A single Saso\Domain\Ai\AiAssistant interface exposes chatComplete(), extractStructured(), embed(), and describeImage(). Concrete implementations: OpenAiAssistant, GeminiAssistant, ClaudeAssistant, plus NullAssistant for tests / no-key environments. A Saso\Infrastructure\Ai\AssistantRouter reads system_setting rows like ai.provider.vision = gemini, ai.provider.embedding = openai, ai.provider.chat = claude and dispatches per call.

API keys live in system_setting rows of type secret, encrypted via SecretEncryptor (M3-E). The default value is null; AI features short-circuit to a "AI unavailable" response when no key is configured for the feature's provider.

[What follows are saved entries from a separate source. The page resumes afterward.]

PR #6291, opened 2026-06-16
🐛 Fix cloud SessionStart hook so .venv builds reliably

Marigold:

## Problem
In Claude Code on the web (cloud sessions), sessions started **without a working `.venv`** — Claude had to build it inline on every session. Two bugs in `scripts/remote_setup.sh` (our `SessionStart` hook):

1. **It never `cd`s to the repo root.** SessionStart hooks don't guarantee the working directory is the checkout, so `make .venv` ran outside the repo and failed with `make: *** No rule to make target '.venv'`.
2. **`set -e` + a non-critical step abort the run.** The hook installs the `gh` CLI (a github.com download) *before* building the venv; under `set -e`, any failure there aborts the script before `uv`/`make` ever runs.

## Fix
- `cd "$CLAUDE_PROJECT_DIR"` and assert `pyproject.toml` is present before doing anything.
- Install deps with **`uv sync --all-extras --group dev`** directly — exactly what `make .venv` runs underneath, minus the `include` / `install-hooks` / sanity-check layers that add fragility in an ephemeral sandbox.
- Make the `gh` install **best-effort and non-fatal** (cloud sessions already ship built-in GitHub tools that authenticate as the user).
- Drop `set -e`; **always `exit 0`** so a SessionStart hook hiccup never blocks the session.
- Add the `startup|resume` matcher to the hook in `.claude/settings.json`.

## Notes
- Dependency install belongs in a `SessionStart` hook, **not** the cloud environment "setup script" — the setup script runs outside the repo, so `uv sync` can't find `pyproject.toml` there. This is the documented split (setup script = repo-independent system tools; SessionStart hook = project deps).
- Local runs are unaffected: the hook still early-exits when `CLAUDE_CODE_REMOTE != true`.

## Testing
- `bash -n` clean; local gate verified (skips when not remote); `.claude/settings.json` validated as JSON.

### DIFF
--- a/.claude/settings.json
+++ b/.claude/settings.json
@@ -8,6 +8,7 @@
   "hooks": {
     "SessionStart": [
       {
+        "matcher": "startup|resume",
         "hooks": [
           {
             "type": "command",
--- a/scripts/remote_setup.sh
+++ b/scripts/remote_setup.sh
@@ -25,8 +25,14 @@ if [ "$CLAUDE_CODE_REMOTE" != "true" ]; then
 fi
 
 # Always operate from the repo root (where pyproject.toml / uv.lock live).
+# Prefer $CLAUDE_PROJECT_DIR, but it can be empty depending on how the hook is
+# invoked — fall back to deriving the root from this script's own location
+# (scripts/remote_setup.sh → repo root is one level up).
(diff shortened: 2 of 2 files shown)


Marigold:
@codex review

  • (+) Operators pick per-feature provider from the admin UI.
  • (+) Failover is a wrapper decorator — FallbackChainAssistant(primary, secondary).
  • (+) Tests inject NullAssistant (deterministic responses) without touching external services.
  • (−) Three SDK adapters to maintain. We mitigate by using the official PHP/HTTP libraries for each (openai-php/client, the Gemini REST API, anthropic-ai/anthropic-php).

Decision Outcome

Chosen option: C — AiAssistant interface with provider-abstracted adapters and feature-keyed routing.

Domain shape

namespace Saso\Domain\Ai;

interface AiAssistant
{
    public function chatComplete(ChatRequest $req): ChatResponse;
    public function extractStructured(StructuredExtractionRequest $req): StructuredExtractionResponse;
    public function embed(EmbeddingRequest $req): EmbeddingResponse;
    public function describeImage(ImageRequest $req): ImageDescriptionResponse;
}

ChatRequest carries a messages array, temperature, max_tokens, and an optional response_format (text / json / json_schema). EmbeddingRequest takes a list of strings or image bytes plus a task hint (retrieval.query / retrieval.passage / clustering) — providers that support it use it.

Provider selection

system_setting rows under the ai.* prefix:

Key Type Purpose
ai.provider.chat string openai | gemini | claude | null
ai.provider.embedding string as above
ai.provider.vision string as above
ai.openai.api_key secret OpenAI API key
ai.openai.model.chat string e.g. gpt-4.1-mini
ai.openai.model.embedding string e.g. text-embedding-3-large
ai.gemini.api_key secret Google AI API key
ai.gemini.model.* string per-task model id
ai.claude.api_key secret Anthropic API key
ai.claude.model.* string per-task model id

The AssistantRouter reads these on first use and caches for the request.

Failover

Saso\Infrastructure\Ai\FallbackChainAssistant wraps an ordered list of AiAssistants. If the primary throws a transient AiUpstreamException (5xx, 429, network), the chain tries the next. Configuration is declarative in system_setting: ai.fallback.chat = claude,openai means "primary Claude, fall back to OpenAI".

Error codes

New range:

SASO-AI-8001  Provider not configured (no API key)
SASO-AI-8002  Provider rate-limited (429)
SASO-AI-8003  Provider response malformed (could not parse expected JSON)
SASO-AI-8004  Provider context window exceeded
SASO-AI-8005  Content policy violation (provider refused)

Lockout safety

SAFE_MODE=true in .env (already used by the Pluggable IdP per ADR 0003) also disables every AI feature and falls back to NullAssistant regardless of system_setting state. A misconfigured AI key cannot break the inventory UI.

Consequences

  • All AI features go through AiAssistant. Call sites stay vendor-agnostic.
  • Operators flip vendor via the admin UI; no redeploys.
  • Three SDK dependencies arrive in M6 (openai-php/client, an HTTP client for Gemini, anthropic-ai/anthropic-php).
  • The contract surface is small enough that we accept the maintenance cost of three adapters in exchange for vendor independence.
  • NullAssistant keeps the test suite hermetic — no cloud calls in CI.
  • This ADR does not mandate a vector DB; embeddings produced here flow into whatever vector tier ADR 0010 picks.